Though comparing Method 1 performance in CC vs v8 is obviously a much better test of CC JSON.stringify performance.
Yes, I am looking at this now. Basically I'm prototyping a 2 pass approach, where we will get the property values and string length in the first pass, and then in the second pass fill a buffer with the string, without needing to create so many intermediate objects.
@MikeHolman IIRC; I had tried a very cheap memstream there (no need for the second pass) yet the performance wasn't that good.
Some experiment while I'm pretending to be OOF;
I did replace https://github.com/Microsoft/ChakraCore/blob/master/lib/Runtime/Library/JSON.cpp#L1002-L1016 with result->Append(scriptContext->GetLibrary()->GetEmptyString());
This basically tells us that less is better and shows 25% better perf. However, no memory improvement!
Kept https://github.com/Microsoft/ChakraCore/blob/master/lib/Runtime/Library/JSON.cpp#L1002-L1016 intact. and https://github.com/Microsoft/ChakraCore/blob/master/lib/Runtime/Library/JSON.cpp#L1018 to isEmpty = true
..
Similar or better perf gain while no memory improvement anyways.
Finally.. see #4002 It also helps gaining 25% perf yet still no memory improvement.
so.. all these 25% gains are related to flattening the string ?
Curious.. What if we cache JSON.stringify of a particular dynamicObject until its' typeHandler was touched? (some additional stuff for objectArray...)
Could be beneficial for real life cases too. i.e. not every part of a big object is altered prior to re-JSON.stringify.
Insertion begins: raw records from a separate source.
PR #12277, opened 2022-12-06
auth: add byteslimit support to lua ifurlup() function

chbruyand:
### Short description

This PR adds a `byteslimit` option to lua `ifurlup()` function that allows limiting the size read while querying the given URL.

Note that we may actually read a bit more than `byteslimit` depending on the underlying curl buffering.

Fix #12240 

### Checklist

I have:
- [x] read the [CONTRIBUTING.md](https://github.com/PowerDNS/pdns/blob/master/CONTRIBUTING.md) document
- [x] compiled this code
- [x] tested this code
- [x] included documentation (including possible behaviour changes)
- [ ] documented the code
- [ ] added or modified regression test(s)
- [ ] added or modified unit test(s)

PR #12297, opened 2022-12-07
minicurl: fix missing CURLOPT_XFERINFOFUNCTION on old curl versions

chbruyand:
### Short description
```
minicurl.cc:134:30: error: 'CURLOPT_XFERINFOFUNCTION' was not declared in this scope; did you mean 'CURLOPT_WRITEFUNCTION'?
```
 Fix missing `CURLOPT_XFERINFOFUNCTION` for libcurl versions before 7.32.0

### Checklist

I have:
- [x] compiled this code
- [x] tested this code
- [ ] documented the code

### DIFF
--- a/pdns/minicurl.cc
+++ b/pdns/minicurl.cc
@@ -65,6 +65,7 @@ size_t MiniCurl::write_callback(char *ptr, size_t size, size_t nmemb, void *user
   return 0;
 }
 
+#if defined(LIBCURL_VERSION_NUM) && LIBCURL_VERSION_NUM >= 0x072000 // 7.32.0
 size_t MiniCurl::progress_callback(void *clientp, curl_off_t dltotal, curl_off_t dlnow, curl_off_t ultotal, curl_off_t ulnow)
 {
   if (clientp != nullptr) {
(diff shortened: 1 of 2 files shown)


Habbie:
Followup to #12277

Habbie:
Did you do a compile test on el7 by any chance?

chbruyand:
el7 build is green https://github.com/chbruyand/pdns/actions/runs/3639954288

pdns/minicurl.cc
```diff
@@ -130,9 +143,17 @@ void MiniCurl::setupURL(const std::string& str, const ComboAddress* rem, const C
   d_byteslimit = byteslimit;
   if (d_byteslimit > 0) {
     /* enable progress meter */
+#if defined(LIBCURL_VERSION_NUM)
+// CURL_AT_LEAST_VERSION has been introduced AFTER 7.32.0
```
Habbie, line 147: what's the relation between the `#if` and the comment?

Habbie (commented):
one question, otherwise good!

pdns/minicurl.cc
chbruyand: CURL_AT_LEAST_VERSION is easier to read than LIBCURL_VERSION_NUM

Habbie, line 147:
```suggestion
// CURL_AT_LEAST_VERSION has been introduced AFTER 7.32.0, so we have to use LIBCURL_VERSION_NUM
#if defined(LIBCURL_VERSION_NUM)
```

Habbie (changes requested):

pdns/minicurl.cc
Habbie: Right! Do we even need to check if LIBCURL_VERSION_NUM is defined? (if not, you can ignore my other suggestion)

chbruyand: I don't think so because we expect curl functions to be defined. But it is also checked at various other places so I kept the same pattern.

Habbie: It's confusing that `CURLOPT_NOPROGRESS` depends on whether `LIBCURL_VERSION_NUM` is defined. Maybe move the defined() check to go with the version check, like in the header?

omoerbeek: When you are testing a preprocessor symbol for greater than zero a `defined` guard is not _needed_, as undefined symbols evaluate to 0. Still I think it is worthwhile to have an explicit `defined` guard, as testing for other conditions (e.g. `== 0`) need it.

rgacogne (approved):

Habbie (approved):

@MikeHolman @obastemur my observation also has been that in general, in Node scenarios, there's a ton of buffer copying going on when Node calls json stringify. @MikeHolman I think we could extend your approach to delay the second pass too, no? So that when you pass in a buffer that needs to be filled with the string, we could pass in either a utf8 or utf16 buffer and encode accordingly? That way, in the case of Node, we could go from JSON => utf8 string directly instead of the several hops it currently takes
Yes, absolutely. I was planning on only creating the buffer when you call GetString() on it. Seems like this should be extensible for the node case.
I timed test 1 above (removing the console.log), and my prototype takes 12 seconds, compared to 22 seconds for the existing implementation, so there is pretty massive perf benefit.
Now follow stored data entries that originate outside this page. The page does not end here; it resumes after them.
PR #12309, opened 2022-12-09
Test ANY bind UDP handling for the v4 case

### LINKED ISSUE #3965: add tests for 0.0.0.0/:: responses
All our products support replying, on UDP, from the correct IP address even when bound to a wildcard (on OSes that support it). However, we do not test this. I touched this code today (in #3962) and now I need to remember to test this. Writing tests for this should not be a terribly huge challenge.

No product label as it applies to all - even though the code is shared.

omoerbeek:
v6 is more work, as the test client code assumes v4

Tested by neutering IsAnyAddress handling of auth and rec and verifying the tests fail.

Fixes #3965 (at least th v4 part).

### Checklist

I have:
- [ ] compiled this code
- [X] tested this code
- [ ] documented the code

### DIFF
--- a/regression-tests.auth-py/test_AnyBind.py
+++ b/regression-tests.auth-py/test_AnyBind.py
@@ -1,0 +1,51 @@
+#!/usr/bin/env python
+import dns
+import os
+import socket
+
+from authtests import AuthTest
+
+
+class TestBindAny(AuthTest):
+    _config_template = """
+launch=bind
+"""
+
+    _zones = {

However, commit size doesn't change very much. I dug a bit, and it doesn't seem like fragmentation issue. It is almost all free pages. How many free pages are allowed is controlled by RecyclerHeuristic()
method here:
https://github.com/Microsoft/ChakraCore/blob/66b1da522168b2456ed7e76dd5221304de544b06/lib/Common/Memory/RecyclerHeuristic.cpp#L25
On devices with more than 1GB of RAM we allow hundreds of megabytes of free pages. I tested changing the heuristics to be those of a low memory device and I see usage vary from 20-50MB (builds to 50 and then pages get collected back down to 20).
I'm not sure how Xbox reports its memory to us, but the engine probably isn't aware of the 128MB watchdog, and if it is reporting the full system memory we are in for a world of pain. We probably need to add detection for Xbox and consider it to be a low memory device.
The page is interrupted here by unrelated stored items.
PR #12313, opened 2022-12-11
Clang-tidy: one more time

darnuria:
### Short description

One more pass of clang-tidy across the sources, someday bit by bit clangd will not burn my CPU while running. :rofl: 

### Checklist

I have:

- [x] compiled this code
- [ ] tested this code (doing unit+reg test)
- [x] clang tidy
- [ ] I have rebased after review is complete if neccessary

### DIFF
--- a/pdns/auth-catalogzone.hh
+++ b/pdns/auth-catalogzone.hh
@@ -41,10 +41,10 @@ public:
     Consumer
   };
 
-  static constexpr const char* getTypeString(enum CatalogType type)
+  static const string& getTypeString(enum CatalogType type)
   {
-    const char* types[] = {"none", "producer", "consumer"};
-    return types[type];
+    static const std::array<const string, 3> types = {"none", "producer", "consumer"};
+    return types.at(type);
   }
 
   CatalogInfo() :
--- a/pdns/dnsparser.cc
+++ b/pdns/dnsparser.cc
@@ -114,7 +114,7 @@ shared_ptr<DNSRecordContent> DNSRecordContent::deserialize(const DNSName& qname,
     (void) pos;
   }
 
-  MOADNSParser mdp(false, (char*)&*packet.begin(), (unsigned int)packet.size());
+  MOADNSParser mdp(false, reinterpret_cast<const char *>(packet.data()), packet.size());
   shared_ptr<DNSRecordContent> ret= mdp.d_answers.begin()->first.d_content;
   return ret;
 }
--- a/pdns/dnsparser.cc
+++ b/pdns/dnsparser.cc
@@ -96,8 +96,8 @@ shared_ptr<DNSRecordContent> DNSRecordContent::deserialize(const DNSName& qname,
 
   memcpy(&packet[0], &dnsheader, sizeof(dnsheader)); pos+=sizeof(dnsheader);
 
-  char tmp[6]="\x0" "\x0\x1" "\x0\x1"; // root question for ns_t_a
-  memcpy(&packet[pos], &tmp, 5); pos+=5;
+  constexpr std::array<uint8_t, 5> tmp= {'\x0', '\x0', '\x1', '\x0', '\x1' }; // root question for ns_t_a
+  memcpy(&packet[pos], tmp.data(), tmp.size()); pos += tmp.size();
 
   memcpy(&packet[pos], encoded.c_str(), encoded.size()); pos+=(uint16_t)encoded.size();
 
--- a/pdns/dnsparser.cc
+++ b/pdns/dnsparser.cc
@@ -108,7 +108,7 @@ shared_ptr<DNSRecordContent> DNSRecordContent::deserialize(const DNSName& qname,
   drh.d_clen=htons(serialized.size());
 
   memcpy(&packet[pos], &drh, sizeof(drh)); pos+=sizeof(drh);
-  if (serialized.size() > 0) {
+  if (!serialized.empty()) {
     memcpy(&packet[pos], serialized.c_str(), serialized.size());
     pos += (uint16_t) serialized.size();
     (void) pos;
--- a/pdns/pdnsutil.cc
+++ b/pdns/pdnsutil.cc
@@ -3854,7 +3854,7 @@ try
     }
     DNSName zone(cmds.at(1));
     string kind = cmds.at(2);
-    static vector<string> multiMetaWhitelist = {"ALLOW-AXFR-FROM", "ALLOW-DNSUPDATE-FROM",
+    const static std::array<string, 7> multiMetaWhitelist = {"ALLOW-AXFR-FROM", "ALLOW-DNSUPDATE-FROM",
       "ALSO-NOTIFY", "TSIG-ALLOW-AXFR", "TSIG-ALLOW-DNSUPDATE", "GSS-ALLOW-AXFR-PRINCIPAL",
       "PUBLISH-CDS"};
     bool clobber = true;
--- a/pdns/zoneparser-tng.cc
+++ b/pdns/zoneparser-tng.cc
@@ -66,7 +66,8 @@ void ZoneParserTNG::stackFile(const std::string& fname)
     std::error_code ec (err, std::generic_category());
     throw std::system_error(ec, "Unable to open file '" + fname + "': " + stringerror(err));
   }
-  struct stat st;
+
+  struct stat st = {};
   if (fstat(fd, &st) == -1) {
     int err = errno;
     close(fd);
@@ -132,7 +133,7 @@ unsigned int ZoneParserTNG::makeTTLFromZone(const string& str)
   if(str.empty())
     return 0;
 
-  unsigned int val;
+  unsigned int val = 0;
   try {
     pdns::checked_stoi_into(val, str);
   }
@@ -278,9 +279,11 @@ static void chopComment(string& line)
 {
   if(line.find(';')==string::npos)
     return;
-  string::size_type pos, len = line.length();
-  bool inQuote=false;
-  for(pos = 0 ; pos < len; ++pos) {
+
+  string::size_type pos = 0;
+  auto len = line.length();
+  bool inQuote = false;
+  for(; pos < len; ++pos) {
     if(line[pos]=='\\')
       pos++;
     else if(line[pos]=='"')
--- a/pdns/zoneparser-tng.cc
+++ b/pdns/zoneparser-tng.cc
@@ -311,7 +311,7 @@ DNSName ZoneParserTNG::getZoneName()
 
 string ZoneParserTNG::getLineOfFile()
 {
-  if (d_zonedata.size() > 0)
+  if (!d_zonedata.empty())
     return "on line "+std::to_string(std::distance(d_zonedata.begin(), d_zonedataline))+" of given string";
 
   if (d_filestates.empty())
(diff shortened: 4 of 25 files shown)


pdns/auth-catalogzone.hh
```diff
@@ -43,8 +43,8 @@ public:
 
   static constexpr const char* getTypeString(enum CatalogType type)
   {
-    const char* types[] = {"none", "producer", "consumer"};
-    return types[type];
+    const std::array<const char*, 3> types = {"none", "producer", "consumer"};
+    return types.at(type);
   }
```
darnuria, line 48: If it makes sense I can move this change in an other PR. Hesitated to change to string_view should I do it?

pdns/dnsparser.cc
```diff
@@ -96,8 +96,8 @@ shared_ptr<DNSRecordContent> DNSRecordContent::deserialize(const DNSName& qname,
 
   memcpy(&packet[0], &dnsheader, sizeof(dnsheader)); pos+=sizeof(dnsheader);
 
-  char tmp[6]="\x0" "\x0\x1" "\x0\x1"; // root question for ns_t_a
-  memcpy(&packet[pos], &tmp, 5); pos+=5;
+  const std::array<uint8_t, 6> tmp= {'\x0', '\x0', '\x1', '\x0', '\x1', '\0' }; // root question for ns_t_a
+  memcpy(&packet[pos], tmp.data(), 5); pos+=5;
```
darnuria, line 100: Same on this one I can make an other PR, asked myself if a `string_view` is not better.

pdns/pdnsutil.cc
```diff
@@ -3854,7 +3854,7 @@ try
     }
     DNSName zone(cmds.at(1));
     string kind = cmds.at(2);
-    static vector<string> multiMetaWhitelist = {"ALLOW-AXFR-FROM", "ALLOW-DNSUPDATE-FROM",
+    const static std::array<string, 7> multiMetaWhitelist = {"ALLOW-AXFR-FROM", "ALLOW-DNSUPDATE-FROM",
       "ALSO-NOTIFY", "TSIG-ALLOW-AXFR", "TSIG-ALLOW-DNSUPDATE", "GSS-ALLOW-AXFR-PRINCIPAL",
       "PUBLISH-CDS"};
```
darnuria, line 3859: Same maybe an Array of `string_view` is better but preferred to leave a question can move into an other PR!

darnuria (commented):
Leaved some comment about possible usage of `string_view`. it's possible to split this out into multiple PR if you prefers! Tell me. :)

darnuria:
hmm I have an itoa issue, will do an other PR cannot build mysel since I rebased onto `origin/master` !

pdns/auth-catalogzone.hh
omoerbeek: what's the reason you suggest `string_view` instead of just `string`?

pdns/dnsparser.cc
omoerbeek: Some question here: what's the reason you suggest string_view instead of just string?

pdns/recursor_cache.cc
```diff
@@ -145,11 +144,11 @@ time_t MemRecursorCache::handleHit(MapCombo::LockedContent& content, MemRecursor
   time_t ttd = entry->d_ttd;
   origTTL = entry->d_orig_ttl;
 
-  if (variable && (!entry->d_netmask.empty() || entry->d_rtag)) {
+  if (variable != nullptr && (!entry->d_netmask.empty() || entry->d_rtag)) {
     *variable = true;
   }
 
-  if (res) {
+  if (!res->empty()) {
```
omoerbeek, line 151: This is wrong, `res` can be a `nullptr`

pdns/recursor_cache.hh
```diff
@@ -146,7 +146,7 @@ private:
 
     Netmask lookupBestMatch(const ComboAddress& addr) const
     {
-      const auto best = d_nmt.lookup(addr);
+      const auto * best = d_nmt.lookup(addr);
```
omoerbeek, line 149: Wondering what the point is here, did clang-tidy suggest this?

pdns/zoneparser-tng.cc
```diff
@@ -107,14 +107,19 @@ static string makeString(const string& line, const pair<string::size_type, strin
...
 static bool isTimeSpec(const string& nextpart)
 {
-  if(nextpart.empty())
+  if (nextpart.empty()) {
     return false;
-  for(string::const_iterator iter = nextpart.begin(); iter != nextpart.end(); ++iter) {
-    if(isdigit(*iter))
+  }
+  for (auto iter = nextpart.begin(); iter != nextpart.end(); ++iter) {
+    if (isdigit(*iter) != 0) {
```
omoerbeek, line 114: to be safe, `*iter` should be cast to `unsiged char`. See https://en.cppreference.com/w/cpp/string/byte/tolower

pdns/zoneparser-tng.cc
```diff
@@ -107,14 +107,19 @@ static string makeString(const string& line, const pair<string::size_type, strin
...
       continue;
-    if(iter+1 != nextpart.end())
+    }
+
+    if (iter + 1 != nextpart.end()) {
       return false;
-    char c=tolower(*iter);
+    }
+
+    char c = static_cast<char>(tolower(*iter));
```
omoerbeek, line 122: Same here

omoerbeek (changes requested):
A few questions and a few improvements cspotted.

pdns/pdnsutil.cc
omoerbeek: Some question here: what's the reason you suggest string_view instead of just string?

pdns/auth-catalogzone.hh
darnuria: hmm it's my limit with C++ memory model, I don't know now (exactly) where are stored `static` (program lived) `strings` in cpp. At least I know that a `char *` is not heap allocated in this context.

Context: I mostly do rust, `String` are heap beast where `&'static str` are in memory image of the program.

pdns/recursor_cache.cc
darnuria: Oh good spot, totally true. With the related issue I close about .yy files and me not forgetting a make I missed this one Should have put this PR in Draft.

pdns/recursor_cache.hh
darnuria: > readability-qualified-auto: `const auto best` can be declared auto * const best`. 

And also one of my error, that I always do in cpp misplaced the `const` in my fix. :facepalm:

pdns/zoneparser-tng.cc
darnuria: Thanks will finish processing review later this morning it's really interresting thanks for your time. I have somes holes with Cpp rust and C are OK.

Will take some time to check what exactly clang-tidy suggested hope it's my error and not the suggestion

pdns/recursor_cache.hh
darnuria: Pushed something to follow exactly clang suggestion

pdns/auth-catalogzone.hh
darnuria: In this case it would be a pain would need change in json11 maybe not today. I suppose.

```cpp
auth-catalogzone.cc: In member function ‘void CatalogInfo::fromJson(const std::string&, CatalogType)’:
auth-catalogzone.cc:41:15: error: no match for ‘operator[]’ (operand types are ‘json11::Json’ and ‘std::string_view’ {aka ‘std::basic_string_view<char>’})
   41 |     if (!d_doc[getTypeString(d_type)].is_null()) {
      |               ^
```

pdns/dnsparser.cc
darnuria: Would have done something like:
```cpp
std::string_view tmp = "\x0" "\x0\x1" "\x0\x1\0"; // root question for ns_t_a
memcpy(&packet[pos], tmp.data(), tmp.length() - 1); pos += 5;
```
Or 
```cpp
std::string_view tmp = "\x0" "\x0\x1" "\x0\x1"; // root question for ns_t_a
memcpy(&packet[pos], tmp.data(), tmp.length()); pos += 5;
```

darnuria:
Push force'ed to fix conflics

pdns/auth-catalogzone.hh
omoerbeek: > hmm it's my limit with C++ memory model, I don't know now (exactly) where are stored `static` (program lived) `strings` in cpp. At least I know that a `char *` is not heap allocated in this context.
> 
> Context: I mostly do rust, `String` are heap beast where `&'static str` are in memory image of the program.

Often `string` implementations store the data for small string inside the object itself, and only use the heap for larger strings. For `const string`s there might be more smarter things going on.

But does it really matter how strings are stored exactly?  The main thing is to avoid naked pointers. 

As your json11 example shows, many functions expect `string` and not `string_view`. Another reason to go for `string`.

darnuria: It's more clear, will just goes for `string` , thanks for the explanation.

pdns/dnsparser.cc
darnuria: Why would I do that: I mostly just want a contiguous view on constant Read only memory as `src` for `memcpy` but if `string` is fine I can just go `const string`. But what drived me to `string_view` is that `string` is not usable in `constexp` and that I just want a view of memory like a `char *` not a heap allocated thing. :)

omoerbeek: I think a `std::array` is fine in this case, but please fix the 5 vs 6 inconsistency.

darnuria: That's a good point: I prefers to spell it out, I added did a size of 6 to explicitly include a `\0` like the `char *` did but I suppose it's just better do "do not add this `\0` not used. and go for 5.

To avoid inconsistency: keep 5 and do not include `\0` since we don't read it, right?

pdns/auth-catalogzone.hh
```diff
@@ -41,10 +41,10 @@ public:
     Consumer
   };
 
-  static constexpr const char* getTypeString(enum CatalogType type)
+  static const string& getTypeString(enum CatalogType type)
   {
-    const char* types[] = {"none", "producer", "consumer"};
-    return types[type];
+    static const std::array<const string, 3> types = {"none", "producer", "consumer"};
+    return types.at(type);
```
darnuria, line 47: I remember: The main problem of removing the `char*` is loosing the `constexpr` It was one of the reason for trying out `string_view` instead of `string`

pdns/dnsparser.cc
```diff
@@ -96,8 +96,8 @@ shared_ptr<DNSRecordContent> DNSRecordContent::deserialize(const DNSName& qname,
 
   memcpy(&packet[0], &dnsheader, sizeof(dnsheader)); pos+=sizeof(dnsheader);
 
-  char tmp[6]="\x0" "\x0\x1" "\x0\x1"; // root question for ns_t_a
-  memcpy(&packet[pos], &tmp, 5); pos+=5;
+  constexpr std::array<uint8_t, 5> tmp= {'\x0', '\x0', '\x1', '\x0', '\x1' }; // root question for ns_t_a
```
omoerbeek, line 99:
```suggestion
  constexpr std::array<uint8_t, 5> tmp = {'\x0', '\x0', '\x1', '\x0', '\x1' }; // root question for ns_t_a
```

omoerbeek (approved):

darnuria:
Rebased against `master` and incorporated review into original commits if any rebase/squashing is neccessary let me know!

omoerbeek:
Thanks! Still looks good to me after latest changes. I would not mind an extra review though.

darnuria:
@omoerbeek no problem, I am available for any change needed or rebase.

Also happy new year! :) :tada:

rgacogne (approved):
LGTM, thanks!

darnuria:
Thanks for the review time it was instructive. :)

Instead of detecting a specific device, I’d rather see the ability to tell the runtime the process limit (ulimit) and use that instead of total free system RAM for these heuristics.
If the code call APIs often such as JSON.stringify, window.postMessage, or getBoundingClientRect in the background of the Xbox, the fragmentation quickly increased such that it reached the Xbox memory limit (128M) and the app crash.